I have therefore now created the minimal version of the patches.

Kind regards,
	Sven

[1] https://www.open-mesh.org/issues/235
[2] https://www.open-mesh.org/issues/236
[3] https://www.open-mesh.org/issues/237
[4] https://www.open-mesh.org/issues/238
[5] https://www.open-mesh.org/issues/239
[6] https://www.open-mesh.org/issues/240
[7] https://www.open-mesh.org/issues/241
[8] https://patchwork.open-mesh.org/patch/4919/

Sven Eckelmann (5):
  batman-adv: Prevent duplicated gateway_node entry
  batman-adv: Prevent duplicated nc_node entry
  batman-adv: Prevent duplicated softif_vlan entry
  batman-adv: Prevent duplicated global TT entry
  batman-adv: Prevent duplicated tvlv handler

 net/batman-adv/gateway_client.c    |  8 ++++++--
 net/batman-adv/network-coding.c    | 27 +++++++++++++++------------
 net/batman-adv/soft-interface.c    | 21 ++++++++++++---------
 net/batman-adv/translation-table.c |  6 ++++--
 net/batman-adv/tvlv.c              |  8 ++++++--
 5 files changed, 43 insertions(+), 27 deletions(-)

-- 
2.18.0

[B.A.T.M.A.N.] [PATCH 1/5] batman-adv: Prevent duplicated gateway_node entry

[Sven Eckelmann]

The function batadv_gw_node_add is responsible for adding new gw_node to
the gateway_list. It is expecting that the caller already checked that
there is not already an entry with the same key or not.

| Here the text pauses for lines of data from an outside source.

PR #2787, opened 2022-07-29
Switch from glog to klog

jdolitsky:
Please see the following explanation of the reasons for klog vs. glog: https://github.com/kubernetes/klog#why-was-klog-created

### DIFF
--- a/client/admin.go
+++ b/client/admin.go
@@ -19,11 +19,11 @@ import (
 	"fmt"
 	"time"
 
-	"github.com/golang/glog"
 	"github.com/google/trillian"
 	"github.com/google/trillian/client/backoff"
 	"google.golang.org/grpc/codes"
 	"google.golang.org/grpc/status"
+	"k8s.io/klog/v2"
 )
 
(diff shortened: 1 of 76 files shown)


jdolitsky:
This should pull in latest go-licenses once this is merged: https://github.com/google/go-licenses/pull/138

mhutchinson:
/gcbrun

I've just rebased this to fix conflicts in the go.mod file

mhutchinson:
I've got #2791 to update to the latest linter, but it doesn't fix this problem. https://github.com/dominikh/go-tools/blob/v0.3.3/go/ir/exits.go#L100 - looks like more work is required upstream in the staticcheck library to detect the `v2` version of `klog`.

AlCutter:
I've rebased/jimmied onto `HEAD` and fixed a few follow-up bits, @hickford would you mind casting an eye over the tweaks so I'm not approving my own code?

AlCutter (approved):

AlCutter:
Added #2801 to track removing the `//nolint` comments once @mhutchinson's fix to `golangci-lint` is present in a released version.

PR #2799, opened 2022-08-17
Update CHANGELOG.md

jiggoha:
Prepare CHANGELOG.md for v.1.5.0 release.

### DIFF
--- a/CHANGELOG.md
+++ b/CHANGELOG.md
@@ -2,11 +2,29 @@
 
 ## HEAD
 
+## v.1.5.0
+
 * Deprecate `--tree_ids_with_no_ephemeral_nodes` flag by setting it to all trees
-  (`*`) by default.
-* Updated golangci-lint to v1.47.3 (developers should update to this version)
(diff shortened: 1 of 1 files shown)


CHANGELOG.md
```diff
@@ -2,11 +2,29 @@
 
 ## HEAD
 
+## v.1.5.0
+
```
AlCutter, line 6: I wonder if it's worth emphasising this one a bit?

How about something like this:
> 
> ### Storage
> 
> Ephemeral nodes are no-longer written for any tree by default (and have not been read since the `v1.4.0` release), the corresponding `---tree_ids_with_no_ephemeral_nodes` flag is now deprecated and will be removed in a future release).
>
?

AlCutter (approved):
Small suggestion inline, but LGTM

CHANGELOG.md
jiggoha: That is more clear, thanks!

PR #2805, opened 2022-09-02
Fix log server not exiting properly on SIGINT

gregoire-mullvad:
Make the tree garbage collection coroutine exit immediately when the context is cancelled.

This fixes an issue that appeared in 1.4.1: after receiving SIGINT `trillian_log_server` starts shutting down but seems to get stuck and needs to be killed.

### Checklist

### DIFF
--- a/server/admin/tree_gc.go
+++ b/server/admin/tree_gc.go
@@ -98,7 +98,6 @@ func (gc *DeletedTreeGC) Run(ctx context.Context) {
 		case <-ctx.Done():
 			return
 		case <-timeAfter(d):
-		default:
 		}
 
 	}
--- a/server/admin/tree_gc.go
+++ b/server/admin/tree_gc.go
@@ -35,7 +35,7 @@ const (
 
 var (
 	timeNow   = time.Now
-	timeSleep = time.Sleep
+	timeAfter = time.After
 
 	hardDeleteCounter monitoring.Counter
 	metricsOnce       sync.Once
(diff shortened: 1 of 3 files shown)


server/admin/tree_gc.go
```diff
@@ -100,7 +94,13 @@ func (gc *DeletedTreeGC) Run(ctx context.Context) {
 		}
 
 		d := gc.minRunInterval + time.Duration(rand.Int63n(gc.minRunInterval.Nanoseconds()))
-		timeSleep(d)
+		select {
+		case <-ctx.Done():
+			return
+		case <-timeAfter(d):
+		default:
```
AlCutter, line 101: I suspect you probably don't want the `default:` case in there? I think having it will defeat the new `timeAfter()` sleep and cause the loop to "busy spin" until `ctx` is done (i.e. I think you want this `select` to block until either `ctx` is done or `d` time has passed?)

AlCutter (changes requested):

server/admin/tree_gc.go
gregoire-mullvad: Yes, of course.  I still find `select` a bit tricky :sweat_smile:

gregoire-mullvad: Fixed

AlCutter: > Yes, of course. I still find `select` a bit tricky 😅

No worries, it happens to us all sometime or other :)

AlCutter (approved):

AlCutter:
Many thanks for the fix!

PR #2833, opened 2022-11-08
WIP: Add initial schema and storage provider for CockroachDB

JAORMX:
This creates an initial schema for CRDB by mirroring a lot of the
existing constructs from the MySQL storage provider. It also adds
scripts and test code to run unit and integration tests with CockRoachDB

While this lead to a lot of code duplication, the intention is to
address that in a separate PR in order to keep the work separated into
logical batches. Doing all the refactoring to create common constructs
for SQL backends would lead to a patch too big for folks to review in a
reasonable time and would create more risk.

The plan, thus, is as follows:

- [x] Create CRDB storage provider (this PR).
- [ ] Abstract SQL admin storage to its own package.
- [ ] Abstract Statement cache into its own package.
- [ ] Abstract (Log)Tree Transaction code into its own package.

This way, we could have re-usable parts for other SQL providers.

### Checklist


roger2hk:
You can make use of the draft pull request if it is not yet ready for review.
https://docs.github.com/en/pull-requests/collaborating-with-pull-requests/proposing-changes-to-your-work-with-pull-requests/changing-the-stage-of-a-pull-request#converting-a-pull-request-to-a-draft

JAORMX:
superceded by https://github.com/google/trillian/pull/2834

PR #2834, opened 2022-11-10
Add initial schema, storage provider and quota manager for CockroachDB

JAORMX:
This creates an initial schema for CRDB by mirroring a lot of the existing constructs from the MySQL storage provider. It also adds scripts and test code to run unit and integration tests with CockroachDB

While this lead to a lot of code duplication, the intention is to address that in a separate PR in order to keep the work separated into logical batches. Doing all the refactoring to create common constructs for SQL backends would lead to a patch too big for folks to review in a reasonable time and would create more risk.

### Checklist


JAORMX:
Current status: The driver spawns a single node crdb instance when the tests start, and these are passing. The tests and some basic linting is running on GH actions. I'm currently looking into getting the integration tests to run on GH actions too.

One caveat is that in order to easily parse database URI's, I did use a golang 1.19 function: https://github.com/equinixmetal-security/trillian/blob/crdb/storage/testdb/testdb.go#L191

Don't know how much of an issue this would be 😕 , but it's sure a convenient function! 😄 

Looking forward for initial feedback.

JAORMX:
@AlCutter this is ready for review.

storage/crdb/log_storage.go
```diff
@@ -0,0 +1,848 @@
+// Copyright 2022 <TBD>
```
AlCutter, line 1: I think these lines should retain the the date from the original mysql files they derive from, but could be "Copyright XXXX The Trillian Authors" (and you can add an entry in the AUTHORS/CONTRIBUTORS files).

.github/workflows/test.yaml
```diff
@@ -0,0 +1,71 @@
+---
```
AlCutter, line 1: Should this filename (and the `name:` values inside) specifically call out that it's focused on the cockroachDB tests?

JAORMX: Done, the workflow itself is now `Test CRDB`, and this name will be prepended on all jobs in it.

JAORMX:
@AlCutter seems I can't read the results of the unit test failure:
```
You do not have sufficient permissions to view this page
```

roger2hk:
> @AlCutter seems I can't read the results of the unit test failure:
> 
> ```
> You do not have sufficient permissions to view this page
> ```

There are errors when executing the presubmit script (`./scripts/presubmit.sh --no-build --fix --no-mod-tidy --empty-diff`).

```
storage/testdb/testdb.go:191:12: uri.JoinPath undefined (type *url.URL has no field or method JoinPath) (typecheck)
	uri = uri.JoinPath(name)
```

storage/crdb/log_storage.go
```diff
@@ -0,0 +1,848 @@
...
+func sortLeavesForInsert(leaves []*trillian.LogLeaf) []leafAndPosition {
+	ordLeaves := make([]leafAndPosition, len(leaves))
+	for i, leaf := range leaves {
+		ordLeaves[i] = leafAndPosition{leaf: leaf, idx: i}
+	}
+	sort.Sort(byLeafIdentityHashWithPosition(ordLeaves))
+	return ordLeaves
+}
+
+func (t *logTreeTX) QueueLeaves(ctx context.Context, leaves []*trillian.LogLeaf, queueTimestamp time.Time) ([]*trillian.LogLeaf, error) {
```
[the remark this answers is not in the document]
AlCutter: Just to capture the offline discussion: Os and I chatted about this, we can do this in a follow-up PR once we have something we know is working with the minimal number changes from the MySQL code.

JAORMX:
@roger2hk ah! I used a golang 1.19 construct. I'll refactoring so it works in 1.17.

AlCutter:
Can you add a note in `CHANGELOG` about adding an initial/alpha storage driver for crdb?

JAORMX:
> Can you add a note in `CHANGELOG` about adding an initial/alpha storage driver for crdb?

done.

AlCutter (approved):

PR #906, opened 2021-03-11
[combo cases/deaths] restrict issues fetched

### LINKED ISSUE #903: Consider limiting the issues pulled by combo cases/deaths
Currently, combo cases/deaths pulls all dates and uses the archive differ to reduce the results to only the new and changed rows. As we go forward in time that becomes a harder ask for the server, with millions of rows returned for each county signal.

However, we don't need to pull the latest issue for all dates -- just the issues that have been added since the last time combo was run. We should pad that range to account for runs where one or the other cases/deaths source fails, but it should still substantially reduce the amount of data the server needs to assemble. This might be enough on its own to reduce the frequency of 502 Bad Gateway error responses to tolerable levels.

krivard:
### Description

We're currently generating random 502 Bad Gateway errors on combo cases runs. One hypothesis is that at this point, combo cases pulls so many rows (~1M or more) that some of the replicas are getting overtaxed and the load balancer gives up on them.

This PR will generate the same number of _queries_, but the vast majority of them should return zero results. It also adds an optional config param if you for some reason want to manually specify the range of issues, or switch back to fetching the most recent issue for each date pulled no matter how old it is.

The default behavior will only fetch issues from the last week or so.

### Changelog
- generalize date range calculations (new|all|yyyymmdd-yyyymmdd) in their own function
- specify `issues` in calls to `covidcast.signal`
- drop now-superfluous "Fetching jhu-csse|usa-facts..." printcruft

### Fixes 
- Fixes #903

### DIFF
--- a/combo_cases_and_deaths/delphi_combo_cases_and_deaths/run.py
+++ b/combo_cases_and_deaths/delphi_combo_cases_and_deaths/run.py
@@ -86,7 +86,7 @@ def compute_special_geo_dfs(df, signal, geo):
     return df
 
 
-def combine_usafacts_and_jhu(signal, geo, date_range, fetcher=covidcast.signal):
+def combine_usafacts_and_jhu(signal, geo, date_range, issue_range=None, fetcher=covidcast.signal):
     """Add rows for PR from JHU signals to USA-FACTS signals.
 
     For hhs and nation, fetch the county `num` data so we can compute the proportions correctly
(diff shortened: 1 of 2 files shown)


chinandrew:
Do any params files need to be updated with this?

krivard:
No, the default behavior is the desired production behavior, and it won't hurt dev usage either:

https://github.com/cmu-delphi/covidcast-indicators/blob/a8df19b74d8a9f4f75f66283f3d7150f797af12f/combo_cases_and_deaths/delphi_combo_cases_and_deaths/run.py#L195

chinandrew (approved):
:shipit::shipit::shipit:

But the lock for the list is only held when the list is really modified.
This could lead to duplicated entries because another context could create
an entry with the same key between the check and the list manipulation.

The check and the manipulation of the list must therefore be in the same
locked code section.

Fixes: bc3538cabac5 ("batman-adv: adding gateway functionality")
Signed-off-by: Sven Eckelmann <sven@narfation.org>
---
 net/batman-adv/gateway_client.c | 8 ++++++--
 1 file changed, 6 insertions(+), 2 deletions(-)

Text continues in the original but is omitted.